Task instructions >>
Before doing anything else, copy the entries below exactly.

(Saved data entries)
PR #635, opened 2017-07-11
constants: Add logging format for atomic_reactor

dzickusrh:
OSBS client will need the atomic_reactor logs in a specific format
in order to parse them correctly.  Control that in osbs-client and
make it available for atomic_reactor to import.


twaugh:
I don't think this needs a release notes update.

Response >>
PR #635, opened 2017-07-11
constants: Add logging format for atomic_reactor

dzickusrh:
OSBS client will need the atomic_reactor logs in a specific format
in order to parse them correctly.  Control that in osbs-client and
make it available for atomic_reactor to import.


twaugh:
I don't think this needs a release notes update.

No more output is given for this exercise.